The objective of this study is to describe the
therapeutic effect and the technical and surgical problems of
deep brain stimulation (DBS) of the posterior hypothalamus over seven years, for treatment of chronic
trigeminal autonomic cephalalgias and atypical
facial pain. We report a surgical series of 20 patients that underwent DBS of the posterior hypothalamus. This series includes 16 patients with
chronic cluster headache (CH), one patient with short-lasting unilateral neuralgiform
headache attacks with conjunctival injection and tearing (SUNCT) and three patients with atypical
facial pain. All patients of this series were resistant to any pharmacological and
conservative treatment.
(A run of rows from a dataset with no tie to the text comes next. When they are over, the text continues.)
PR #2029, opened 2026-07-08
fix(ascend): stop whole-card/memory-less hami-core requests from bypassing the node mode gate

### LINKED ISSUE #2028: [Ascend] whole-card / memory-less hami-core (soft-split) requests bypass the node soft/hard mode gate (#1812)
### What happened

#1812 added node-level soft/hard-split exclusivity for Ascend: a node is marked soft (`hami-vnpu-core`) or hard, and `Fit` rejects a mismatched pod with `ModeNotFit`. But the mode check is nested inside the memory-range condition in `pkg/device/ascend/device.go`:

```go
if request.Memreq > 0 && request.Memreq < totalMemPerCard && request.Nums > 0 {
    if !nodeSupportHamiCore && isHAMiCore { reason[common.ModeNotFit]++; return false, ... }      // soft pod on hard node
    else if nodeSupportHamiCore && !isHAMiCore { reason[common.ModeNotFit]++; return false, ... } // legacy pod on soft node
}
```

Because of the `request.Memreq < totalMemPerCard` bound, a **whole-card memory request (`Memreq == card capacity`)** or a **memory-less request (`Memreq == 0`)** never enters the block, so the mode check is skipped. A pod that explicitly declares `huawei.com/vnpu-mode: hami-core` (soft split) can therefore be scheduled onto a hard-split node, defeating the #1812 exclusivity — and a hami-core pod on a node without hami-core assets has no soft-split limiter to enforce its limits.

### Evidence (real hardware: 8× Ascend 910B4, hard node)

I ran an A/B on a single-node 910B4 cluster, submitting hami-core (soft) pods to a hard node. Same scheduler build except for the fix; `v2.9.0` and current `master` have this gate byte-for-byte identical (`device.go` L449/L462).

| case | request (all `vnpu-mode: hami-core`) | v2.9.0 (stock) | result |
|---|---|---|---|
| partial | mem 16384 | `ModeNotFit`, Pending | ✅ gate works |
| partial | mem 32767 (1 MB under capacity) | `ModeNotFit`, Pending | ✅ gate works |
| **whole-card** | **mem 32768 (= capacity)** | `FilteringSucceed` + `BindingSucceed`, **bound to the hard node** | ❌ **bypassed** |
| **memory-less** | **no memory field** | bound to the hard node | ❌ **bypassed** |

The boundary matches the code condition exactly.

### Root cause

`pkg/device/ascend/device.go` (~L462): the `ModeNotFit` check only runs for `0 < Memreq < totalMemPerCard`. `Memreq >= totalMemPerCard` (whole card) and `Memreq == 0` (memory-less) skip it.

### Proposed fix

Move the **soft-pod arm** out of the memory-range condition, so a pod requesting hami-core is checked against the node mode regardless of how much memory it asks for. The reverse arm (a legacy pod on a hami-core node) is intentionally kept inside the memory-range condition, so that plain whole-card jobs are not rejected when a node — or the global `hamiVnpuCore` default — marks the node hami-core (which would be a regression). See the linked PR.

### Honest scope note

The bypass itself is confirmed on real hardware (A/B above). The downstream runtime harm (a whole-card soft-split pod actually failing after landing on a hard-only node) is **inferred** — reproducing it needs a second node with no soft-split assets; on my single node the device-plugin always ships soft-split assets, so I can't construct a pure hard-split node. Reported as "bypass confirmed; runtime harm needs a 2-node repro".

---

*Disclosure: the analysis is based on my own testing on real Ascend 910B4 hardware; this issue was drafted with AI assistance (Claude Code) and reviewed by me.*

Wangmin362:
## What this PR does

Fixes #2028.

The node soft/hard-split exclusivity added in #1812 rejects a mismatched pod with `ModeNotFit`, but the check sits inside `request.Memreq > 0 && request.Memreq < totalMemPerCard && request.Nums > 0`. A whole-card memory request (`Memreq == card capacity`) or a memory-less request (`Memreq == 0`) skips the block, so a hami-core (soft-split) pod can be scheduled onto a hard-split node.

This PR lifts the **soft-pod arm** out of the memory-range condition: a pod that declares `vnpu-mode: hami-core` must land on a hami-core node regardless of how much memory it requests.

```go
// applies to whole-card and memory-less requests too
if isHAMiCore && !nodeSupportHamiCore {
    reason[common.ModeNotFit]++
    return false, nil, common.GenReason(reason, len(devices))
}

// reverse arm kept inside the memory-range condition on purpose
if request.Memreq > 0 && request.Memreq < totalMemPerCard && request.Nums > 0 {
    if nodeSupportHamiCore && !isHAMiCore {
        reason[common.ModeNotFit]++
        return false, nil, common.GenReason(reason, len(devices))
    }
}
```

### Why only the soft-pod arm (not a symmetric change)

The reverse arm (a legacy/whole-card pod on a hami-core node) is deliberately left inside the memory-range condition. Making it symmetric would newly reject **plain whole-card jobs** on any hami-core node, and because `nodeSupportHamiCore` defaults to the global `hamiVnpuCore` value, a cluster with `hamiVnpuCore: true` would then reject every whole-card legacy request. A hami-core pod on a hard node is a correctness problem (no soft-split limiter to enforce its limits); a legacy whole-card pod on a hami-core node is not — so only the soft-pod direction is unconditional.

### Unit tests
`pkg/device/ascend` `TestDevices_Fit`: **115/115 pass**, `go build/vet/gofmt` clean. Added 4 cases:
- whole-card (`Memreq == capacity`) hami-core on hard node → `ModeNotFit`
- memory-less (`Memreq == 0`) hami-core on hard node → `ModeNotFit`
- whole-card hami-core on hami-core node → fits (not over-blocked)
- whole-card **legacy** on hami-core node → fits (regression guard for the asymmetry above)

### Real hardware (8× Ascend 910B4, hard node) — before/after A/B
Same scheduler build, toggling only this change (`v2.9.0` and `master` have this gate byte-identical):

| case (all `vnpu-mode: hami-core`) | before | after |
|---|---|---|
| partial mem 16384 | Pending `ModeNotFit` | Pending `ModeNotFit` |
| partial mem 32767 | Pending `ModeNotFit` | Pending `ModeNotFit` |
| **whole-card mem 32768** | **bound to hard node (bypass)** | **Pending `ModeNotFit`** |
| **memory-less** | **bound to hard node (bypass)** | **Pending `ModeNotFit`** |
| legacy whole-card (no vnpu-mode) | Running | Running (not over-blocked) |

Before: `FilteringSucceed: 1 nodes fit(node-001)` + `BindingSucceed` for the whole-card hami-core pod.
After: `NodeUnfitPod ... reason="1/8 ModeNotFit"` for the same pod; the legacy whole-card pod still schedules.

## Scope note
The bypass is confirmed on real hardware. Demonstrating the *runtime* failure of a whole-card soft pod on a hard-only node needs a second node without soft-split assets, which I can't construct on a single node (the device-plugin always ships soft-split assets). See the linked issue.

---

*This PR was written with AI assistance (Claude Code): the analysis is from my own testing on real Ascend 910B4 hardware, and the code and tests were drafted with AI and reviewed/validated by me.*

## Summary by CodeRabbit

* **Bug Fixes**
  * Improved core-mode (hami-core) scheduling by rejecting incompatible nodes earlier when the pod requests core-mode but the node doesn’t support it.
  * Tightened compatibility behavior for whole-card and memory-less requests to prevent incorrect placement decisions.
  * Preserved existing legacy workload behavior on nodes reserved for hami-core.
* **Tests**
  * Expanded core-mode gating tests with additional whole-card and memory-less scenarios, including negative cases and regression/positive coverage for reserved-node compatibility.

### DIFF
--- a/pkg/device/ascend/device.go
+++ b/pkg/device/ascend/device.go
@@ -460,21 +460,12 @@ func (npu *Devices) Fit(devices []*device.DeviceUsage, request device.ContainerD
 		totalMemPerCard = devices[0].Totalmem
 	}
 
-	// A hami-core (soft-split) pod must land on a hami-core node regardless of
-	// how much memory it requests. Whole-card (Memreq == card capacity) and
-	// memory-less (Memreq == 0) requests skip the memory-range check below, so
-	// keeping this arm outside that condition closes the bypass of the node
-	// soft/hard exclusivity introduced in #1812.
 	if isHAMiCore && !nodeSupportHamiCore {
 		reason[common.ModeNotFit]++
 		klog.V(4).InfoS("Node filtered: pod requests hami-core but node does not support it", "pod", klog.KObj(pod))
 		return false, nil, common.GenReason(reason, len(devices))
 	}
 
-	// A node reserved for hami-core rejects legacy vNPU (template-based) pods
-	// that carve out part of a card. Whole-card legacy requests are intentionally
-	// left untouched so plain jobs are not stranded when a node, or the global
-	// hamiVnpuCore default, marks the node as hami-core.
 	if request.Memreq > 0 && request.Memreq < totalMemPerCard && request.Nums > 0 {
 		if nodeSupportHamiCore && !isHAMiCore {
 			reason[common.ModeNotFit]++
--- a/pkg/device/ascend/device.go
+++ b/pkg/device/ascend/device.go
@@ -460,12 +460,23 @@ func (npu *Devices) Fit(devices []*device.DeviceUsage, request device.ContainerD
 		totalMemPerCard = devices[0].Totalmem
 	}
 
+	// A hami-core (soft-split) pod must land on a hami-core node regardless of
+	// how much memory it requests. Whole-card (Memreq == card capacity) and
+	// memory-less (Memreq == 0) requests skip the memory-range check below, so
+	// keeping this arm outside that condition closes the bypass of the node
+	// soft/hard exclusivity introduced in #1812.
+	if isHAMiCore && !nodeSupportHamiCore {
+		reason[common.ModeNotFit]++
+		klog.V(4).InfoS("Node filtered: pod requests hami-core but node does not support it", "pod", klog.KObj(pod))
+		return false, nil, common.GenReason(reason, len(devices))
+	}
+
+	// A node reserved for hami-core rejects legacy vNPU (template-based) pods
+	// that carve out part of a card. Whole-card legacy requests are intentionally
+	// left untouched so plain jobs are not stranded when a node, or the global
+	// hamiVnpuCore default, marks the node as hami-core.
 	if request.Memreq > 0 && request.Memreq < totalMemPerCard && request.Nums > 0 {
-		if !nodeSupportHamiCore && isHAMiCore {
-			reason[common.ModeNotFit]++
-			klog.V(4).InfoS("Node filtered: Node does not support hami-core mode", "node", nodeInfo.Node.Name, "pod", pod.Name)
-			return false, nil, common.GenReason(reason, len(devices))
-		} else if nodeSupportHamiCore && !isHAMiCore {
+		if nodeSupportHamiCore && !isHAMiCore {
 			reason[common.ModeNotFit]++
 			klog.V(4).InfoS("Node filtered: Reserved for hami-core but pod is legacy vNPU", "node", nodeInfo.Node.Name, "pod", pod.Name)
 			return false, nil, common.GenReason(reason, len(devices))
--- a/pkg/device/ascend/device.go
+++ b/pkg/device/ascend/device.go
@@ -478,7 +478,7 @@ func (npu *Devices) Fit(devices []*device.DeviceUsage, request device.ContainerD
 	if request.Memreq > 0 && request.Memreq < totalMemPerCard && request.Nums > 0 {
 		if nodeSupportHamiCore && !isHAMiCore {
 			reason[common.ModeNotFit]++
-			klog.V(4).InfoS("Node filtered: Reserved for hami-core but pod is legacy vNPU", "node", nodeInfo.Node.Name, "pod", pod.Name)
+			klog.V(4).InfoS("Node filtered: node reserved for hami-core but pod is legacy vNPU", "pod", klog.KObj(pod))
 			return false, nil, common.GenReason(reason, len(devices))
 		}
 	}
--- a/pkg/device/ascend/device_test.go
+++ b/pkg/device/ascend/device_test.go
@@ -1814,9 +1814,6 @@ func TestDevices_Fit(t *testing.T) {
 			nodeAnnotation: map[string]string{VNPUNodeSelectorAnnotation: "true"},
 		},
 		{
-			// F5: whole-card memory request (Memreq == card capacity) must not
-			// bypass the node mode gate; a hami-core pod still requires a
-			// hami-core node.
 			name: "fit fail: whole-card hami-core pod on legacy node (ModeNotFit)",
 			devices: []*device.DeviceUsage{{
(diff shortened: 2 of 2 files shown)


pkg/device/ascend/device.go
```diff
@@ -460,12 +460,23 @@ func (npu *Devices) Fit(devices []*device.DeviceUsage, request device.ContainerD
...
 	if request.Memreq > 0 && request.Memreq < totalMemPerCard && request.Nums > 0 {
-		if !nodeSupportHamiCore && isHAMiCore {
-			reason[common.ModeNotFit]++
-			klog.V(4).InfoS("Node filtered: Node does not support hami-core mode", "node", nodeInfo.Node.Name, "pod", pod.Name)
-			return false, nil, common.GenReason(reason, len(devices))
-		} else if nodeSupportHamiCore && !isHAMiCore {
+		if nodeSupportHamiCore && !isHAMiCore {
 			reason[common.ModeNotFit]++
 			klog.V(4).InfoS("Node filtered: Reserved for hami-core but pod is legacy vNPU", "node", nodeInfo.Node.Name, "pod", pod.Name)
 			return false, nil, common.GenReason(reason, len(devices))
```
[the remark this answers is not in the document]
Wangmin362: Good catch. Both nodeInfo.Node and pod are guarded as possibly-nil earlier in Fit, so dereferencing .Name here could panic. Switched it to klog.KObj(pod) so it matches the hami-core arm right above. Fixed in d5dc085.

DSFans2014 (commented):
/lgtm

ouyangluwei163 (commented):
Please remove the AI-generated code comments and follow the new specification #1998

pkg/device/ascend/device.go
```diff
@@ -460,14 +460,25 @@ func (npu *Devices) Fit(devices []*device.DeviceUsage, request device.ContainerD
 		totalMemPerCard = devices[0].Totalmem
 	}
 
+	// A hami-core (soft-split) pod must land on a hami-core node regardless of
+	// how much memory it requests. Whole-card (Memreq == card capacity) and
+	// memory-less (Memreq == 0) requests skip the memory-range check below, so
+	// keeping this arm outside that condition closes the bypass of the node
+	// soft/hard exclusivity introduced in #1812.
```
archlitchi: please remove these comments

pkg/device/ascend/device.go
```diff
@@ -460,14 +460,25 @@ func (npu *Devices) Fit(devices []*device.DeviceUsage, request device.ContainerD
...
+	if isHAMiCore && !nodeSupportHamiCore {
+		reason[common.ModeNotFit]++
+		klog.V(4).InfoS("Node filtered: pod requests hami-core but node does not support it", "pod", klog.KObj(pod))
+		return false, nil, common.GenReason(reason, len(devices))
+	}
+
+	// A node reserved for hami-core rejects legacy vNPU (template-based) pods
+	// that carve out part of a card. Whole-card legacy requests are intentionally
+	// left untouched so plain jobs are not stranded when a node, or the global
+	// hamiVnpuCore default, marks the node as hami-core.
```
archlitchi: and here

Wangmin362: done

pkg/device/ascend/device.go
Wangmin362: done

Wangmin362:
> Please remove the AI-generated code comments and follow the new specification #1998

done, 

> Please remove the AI-generated code comments and follow the new specification #1998

done, I have removed the redundant comments.

ouyangluwei163 (approved):
/lgtm

archlitchi (approved):
/lgtm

The stimulated target was the same in the whole series even though stereotactic coordinates of the target referred to the midcommissural point differ slight in the Y anteroposterior value due to individual anatomical variability. The commissures based reference system was adapted to individual anatomical landmarks of the brainstem adding to the registration a third reference point below the commissural plane. The stimulation parameters of unipolar stimulation were similar in the whole series: 180 Hz, 60 mus, 1-3 V. In the CH series, at five years follow-up the percentage of total number of days free from
pain attacks improved from 1%-2% to 71%. Ten patients of this series had a complete and persistent
pain-free state at 18 months follow-up and the patient with SUNCT has complete
pain relief. In the three patients with atypical
facial pain, the neurostimulation procedure was absolutely unsuccessful. DBS of the posterior hypothalamus produced a significant and marked reduction of
pain bouts in CH patients and in the SUNCT patient. The attempts to treat atypical
facial pain in three patients failed.